1. Field of the Invention
The present invention relates to high-field permanent magnets. More specifically, it relates to structures and techniques for augmenting a working magnetic field contained in a cavity of a permanent magnet.
2. Description of the Prior Art
High-remanence, high-coercivity, permanent-magnet materials, such as those of the rare-earth type, have improved so that it is now practical to make flux sources of extraordinary strength and compaction. Examples of high-intensity, compact permanent magnets may be found in the following references:
Leupold, U.S. Pat. No. 4,835,506, entitled "Hollow Substantially Hemispherical Permanent Magnet High-Field Flux Source;"
Leupold, U.S. Pat. No. 4,837,542, entitled "Hollow Substantially Hemispherical Permanent Magnet High-Field Flux Source for Producing a Uniform High Field;"
Leupold, U.S. Pat. No. 4,839,059, entitled "Clad Magic Ring Wigglers;"
Leupold, U.S. Pat. No. 5,103,200, entitled "High-Field Permanent Magnet Flux Source;"
Leupold, U.S. Statutory Invention Registration H591, entitled "Method of Manufacturing of a Magic Ring;"

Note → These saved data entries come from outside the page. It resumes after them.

PR #1051, opened 2024-03-12
Dep updates

Al12rs:
Built, ran tests, opened the App played around a bit to check for obvious issues, didn't notice any problems.


erri120:
The `Microsoft.CodeAnalysis.CSharp.*` packages are somewhat special in that they are directly tied to the Roslyn version used during compilation. I don't think there are any issues with upgrading to latest since we're using .NET 8.

erri120 (approved):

Leupold et al., "Novel High-Field Permanent-Magnet Flux Sources," IEEE Transactions on Magnetics, vol. MAG-23, No. 5, pp. 3628-3629, Sept. 1987;
Leupold et al., "A Catalogue of Novel Permanent-Magnet Field Sources," Paper No. W3.2, 9th International Workshop on Rare-Earth Magnets and Their Applications, pp 109-123, Aug. 1987, Bad Soden, FRG;
Leupold et al., "Design applications of magnetic mirrors," Journal of Applied Physics, 63(8), Apr. 15, 1988, pp. 3987-3988;
Leupold et al., "Applications of yokeless flux confinement," Journal of Applied Physics, 64(10), Nov. 15, 1988, pp. 5994-5996; and
Abele et al., "A general method for flux confinement in permanent-magnet structures," Journal of Applied Physics, 64(10), Nov. 15, 1988, pp. 5988-5990.
Additionally, magnets of the type described herein may be found in the following co-pending U.S. patent applications that are incorporated herein by reference:
Ser. No. 654,476, filed Feb. 13, 1991, entitled "High-Power Electrical Machinery;"
Ser. No. 650,845, filed Feb. 5, 1991, entitled "High-Power Electrical Machinery with Toroidal Permanent Magnets;" and
Ser. No. 892,104, filed concurrently herewith, entitled "Magnetic Field Sources Having Non-Distorting Access Ports," Docket No.: CECOM 4666.
These references show a number of high-intensity permanent magnets having a variety of different compact shapes. In general, the magnets described in these references have a shell of magnetic material and a cavity in which a working field is located. Access ports of various sizes, shapes and locations pass through the shell and communicate with the cavity.
Salient among these magnets are cylindrical ("magic ring") and spherical ("magic sphere") magnetic shells in which the direction of magnetization changes as a function of a polar angle. These magnets produce in their cavities uniform, polar-axial transverse fields. Theoretically, there is no limit to the fields attainable in a cavity of this type if one is willing to employ enough magnetic material of sufficiently high coercivity to retain its magnetism in the face of the high distorting fields engendered by the structure.
In practice, it is difficult to produce a spherical or cylindrical shell having a remanence or remanent magnetization the direction of which continuously varies. Consequently, such shells are typically constructed from segments that are each uniformly magnetized. When nested, the segments form a magnetic shell. In the case of a segmented cylindrical shell, the angular direction of magnetization changes abruptly by 4 .pi./N between adjacent segments, where N is the number of nested segments.
A working field produced by a segmented shell suffers surprisingly little from the approximation by segmentation. For example, if a cylindrically shaped shell is divided into sixteen segments, it produces a magnetic field of over 97% of that produced by a continuous structure. Even with a coarse approximation of only eight segments, 90% of the ideal field is realized. Specifically, a segmented spherical shell having an outer radius of 3.3 centimeters that is made of a magnetic material having a remanence of ten kilogauss can produce a field of sixteen kilo-oerstead in a spherical cavity having a radius of only 1.0 centimeter. The shell would have a mass of only 1.1 kilograms. Similar performance is obtainable from cylindrical and hemispherical structures.
Although such high-intensity, compact magnets have served the purpose, those concerned with their development have recognized the need for structures and techniques that further increase magnetic intensity without appreciably increasing size and mass. The present invention fulfills this need.